# mts capped with oil-dri



## jeremyblevins (Oct 9, 2010)

has anyone use this combo before? i tried finding sms and truface in charcoal but all i could find is aways away and it would cost about 30 to get to my local lesco. but the oil-dri absorbent would be much cheaper. does anyone have any pictures of the oil-dri in tank or any problems with it?


----------



## nilocg (Sep 14, 2010)

I havent actually used oil-dry, but if the reason you are thinking of using it is because it is cheap I would advise against doing so. In the past I have done things because they were cheap instead of spending the extra cash to get what I wanted. Each time I ended up redoing it the way I wanted and spent more than if I would have done it the right way the first time.


----------



## Seattle_Aquarist (Mar 7, 2008)

Hi jeremyblevins,

Here is what Oil-dri looks like dry, very similar to Turface Pro League Grey and SMS Charcoal. It seems to have more fine particles, but those could be screened out when the product is dry.


----------



## jeremyblevins (Oct 9, 2010)

yeah i managed to find a bag of grey turface for $12 locally. so i think i'm just gonna go with the turface. the bag of oil-dri i bought was alright but it's a bit too big for my tastes, and also i read it had diatomaceous earth in it so i didn't wanna risk it, since i plan on putting shrimp into the tank. and i think turface is supposed to last longer too isn't it?


----------



## jeremyblevins (Oct 9, 2010)

nilocg said:


> I havent actually used oil-dry, but if the reason you are thinking of using it is because it is cheap I would advise against doing so.
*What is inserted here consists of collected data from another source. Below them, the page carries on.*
PR #400, opened 2022-06-21
fix: code formatting color

asraa:
Signed-off-by: Asra Ali <asraa@google.com>

The code text over the code background does not have enough contrast.


asraa:
image


Text is readable now

laurentsimon (approved):

inferno-chromium (approved):
Minor color fix, fixing a user complaint, so merging.

inferno-chromium:
There is more color breakage with highlighted words seeimage

joshuagl:
We should probably revert this change until a fix is available.

inferno-chromium:
> We should probably revert this change until a fix is available.

https://github.com/slsa-framework/slsa/pull/402

PR #402, opened 2022-06-22
Fix code color regression, match code block background with code word

inferno-chromium:
Fixes regression from slsa-framework/slsa#400, match code block background with code word

### DIFF
--- a/docs/_sass/minima/_base.scss
+++ b/docs/_sass/minima/_base.scss
@@ -154,8 +154,8 @@ code {
 
 code {
     padding: 4px 6px;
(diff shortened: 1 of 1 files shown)


inferno-chromium:
See image after fix, both code block and code word backgrounds match.
image

dlorenc (approved):

MarkLodato:
This makes the inline code quite ugly. The dark green background is jarring. Is there a way to keep the light green for inline code but dark green for blocks? Or alternatively, switch to light green everywhere?

PR #411, opened 2022-06-29
Vendor all assets to fully self-host site

MarkLodato:
Previously we used CDNs to serve CSS, Javascript, and fonts. This made the site difficult to develop locally since it requires an internet connection. (I found this out while trying to develop on the train today.)

Now all external assets are copied into our git repository so that it can build and serve fully locally.

Sources:

- vendor/*: URLs found in previous head.html, resolving alpinejs 3.x.x to 3.10.2.

- fonts/ibm_plex: https://github.com/IBM/plex/releases/tag/v6.0.2, extracting Web/IBM-Plex-Mono/fonts/split/woff2/IBMPlexMono-Regular*

- fonts/inter: https://github.com/rsms/inter/releases/tag/v3.19

Note: Woff only adds [1% extra browser share](https://caniuse.com/?search=woff) over woff2, so it doesn't seem worth the effort to get those for IBM Plex Mono.


MarkLodato:
> You can still use a CDN if you have all assets self-hosted, you just have to access the site through a CDN you trust. We already do this with the best practices badge (we use Fastly; CloudFlare is another CDN often used used for this purpose).

Sorry, I don't understand. My goal is to be able to build and test the site without an internet connection. Do you suggest something other than what I've done in this PR?

trishankatdatadog (approved):

MarkLodato:
Ah, thanks! And thanks @trishankatdatadog for the quick review!

PR #415, opened 2022-07-07
Changes wording of non-falsfiability requirement

### LINKED ISSUE #414: SLSA should not implicitly require digital signatures
Raising a new issue as per https://github.com/slsa-framework/slsa/issues/191#issuecomment-1162388651

It appears that digital signing of attestations is almost impossible to avoid at SLSA 2+ even though the wording of the requirements seems to want to allow other forms of verification:

>The provenance’s authenticity and integrity can be verified by the consumer. This SHOULD be through a digital signature from a private key accessible only to the service generating the provenance.

at SLSA2 and then:

> Provenance cannot be falsified by the build service’s users.

> NOTE: This requirement is a stricter version of [Service Generated](https://slsa.dev/spec/v0.1/requirements#service-generated).

> The provenance signing key MUST be stored in a secure key management system accessible only to the build service account.
The provenance signing key MUST NOT be accessible to the environment running the user-defined build steps.

at SLSA 3. At no point do the requirements explicitly specify that provenance data be digitally signed to be non-falsifiable, but the two requirements regarding signing keys imply there must be a signing key and hence you must use a digital signature scheme. We should clarify that SLSA 3 explicitly requires digital signatures for provenance data if that is the intent, or we should alter the wording of these requirements to allow alternative mechanisms to ensure non-falsifiability.

shaunmlowry:
fixes #414 - don't accidentally force implementors to use digital
signatures to prove non-falsifiability.  Instead, leave things open
enough that other implementations are acceptable.

### DIFF
--- a/docs/_spec/v0.1/requirements.md
+++ b/docs/_spec/v0.1/requirements.md
@@ -400,9 +400,11 @@ Provenance cannot be falsified by the build service's users.
 
 NOTE: This requirement is a stricter version of [Service Generated](#service-generated).
 
--   The provenance signing key MUST be stored in a secure key management system
-    accessible only to the build service account.
--   The provenance signing key MUST NOT be accessible to the environment running
+-   Any secret material used to demonstrate the non-falsifiable nature of
+    the provenance, for example the signing key used to generate a digital
+    signature, MUST be stored in a secure management system appropriate for
+    such material and accessible only to the build service account.
+-   Such secret material MUST NOT be accessible to the environment running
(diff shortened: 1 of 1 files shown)


MarkLodato (approved):
Looks great, thanks for the fix!

MarkLodato:
Merging now since the new wording better reflects the original intention and it does not significantly change the meaning of the spec. I don't anticipate anyone disagreeing with this change. But if there is any disagreement, we can just revert or fix.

In the past I have done things because they were cheap instead of spending the extra cash to get what I wanted. Each time I ended up redoing it the way I wanted and spent more than if I would have done it the right way the first time.


while i always do agree you get what you pay for. for me it's the difference between doing it or not doing it, not just trying to save money i just don't have enough to buy an expensive one.


----------